# I am hungry for Mauna Pua



## worldskycat (Mar 23, 2006)

Hi there,
 I have been searching for a good recipe for mauna pua and I need everyone's help. I haven't had decent mauna pua since I lived in Hawaii (so long ago, it almost makes me cry). Of all the boxes that the Army had to lose wouldn't you know it would be the one with my recipe card box and all of my handwritten, time tested recipes.

 Is there anyone out there who either has a good recipe handed down to you from your Auntie Hana? Or maybe you have a relative over there that has sent you a good recipe.

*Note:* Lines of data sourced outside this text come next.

PR #4411, opened 2015-11-10
Hotfix role handling

GawainLynch:
Fixes:
* Some POST saves of users are generating associative arrays
* The "everyone" role is needlessly persisted


bobdenotter:
Whoop!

 My tummy thanks you for your help!


----------



## GB (Mar 23, 2006)

Sorry I can't help with a recipe, but I am sure someone will have one for you. Wasabi are you out there reading this?

OK now for the million dollar question...What is Mauna Pua? I have never heard of it.


----------



## worldskycat (Mar 23, 2006)

It is a steamed bread ball with vegetables and either fish or pork.  They are about the size of a child's fist and absolutely wonderful.  They sell them from stands at some of the local beaches and shopping areas.

Thanks, now I am really hungry for some!  LOL


----------



## GB (Mar 23, 2006)

Oh wow those sound really good. I love any kind of roadside food like that. I hope someone comes up with a gret recipe!


----------



## ironchef (Mar 23, 2006)

The spelling is actually "manapua". Do a search under that name and you may have more luck.

If not, try searching under "Char Siu Bao" which is basically the same thing.


----------



## Dove (Mar 23, 2006)

Ironchef worked as a Chef in Hawaii so he knows what he is talking about...


----------



## ironchef (Mar 24, 2006)

Dove said:
			
		

> Ironchef worked as a Chef in Hawaii so he knows what he is talking about...


 
That, and I was born and raised there too.


----------



## worldskycat (Mar 24, 2006)

Thanks Ironchef (and Dove too)!  I couldn't remember how to spell it but I still can taste them twenty plus years later!

I'm off to google manapua and the Char Siu Bao.  Oh, the kitchen will be calling me tonight when I get home from work!  I can hardly wait!!

Aloha!


----------